> Task prompt
Set down exactly, with nothing added, the lines from the one containing "### LINKED ISSUE" through the end of the entries.

Top of Dataset extract

PR #327, opened 2021-05-27
Add note (with examples) around delegate combination and removal issues

### LINKED ISSUE #122: 12.9.5 Document (as a vague note) exceptions when combining different delegate types
We also need to check whether it can happen on subtraction (13.9.6)

jskeet:
Fixes #122

### DIFF
--- a/standard/delegates.md
+++ b/standard/delegates.md
@@ -207,6 +207,43 @@ Once instantiated, a delegate instance always refers to the same invocation list
 
 > *Note*: Remember, when two delegates are combined, or one is removed from another, a new delegate results with its own invocation list; the invocation lists of the delegates combined or removed remain unchanged. *end note*
 
+> *Note*: Delegate combination and removal is known to fail with an exception in some implementations when the delegate types involved at runtime are different due to variant conversion ([§18.2.3.3](interfaces.md#18233-variance-conversion). The following example demonstrates a situation which may fail.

Bottom of Dataset extract

> Written response
### LINKED ISSUE #122: 12.9.5 Document (as a vague note) exceptions when combining different delegate types
We also need to check whether it can happen on subtraction (13.9.6)

jskeet:
Fixes #122

### DIFF
--- a/standard/delegates.md
+++ b/standard/delegates.md
@@ -207,6 +207,43 @@ Once instantiated, a delegate instance always refers to the same invocation list
 
 > *Note*: Remember, when two delegates are combined, or one is removed from another, a new delegate results with its own invocation list; the invocation lists of the delegates combined or removed remain unchanged. *end note*
 
+> *Note*: Delegate combination and removal is known to fail with an exception in some implementations when the delegate types involved at runtime are different due to variant conversion ([§18.2.3.3](interfaces.md#18233-variance-conversion). The following example demonstrates a situation which may fail.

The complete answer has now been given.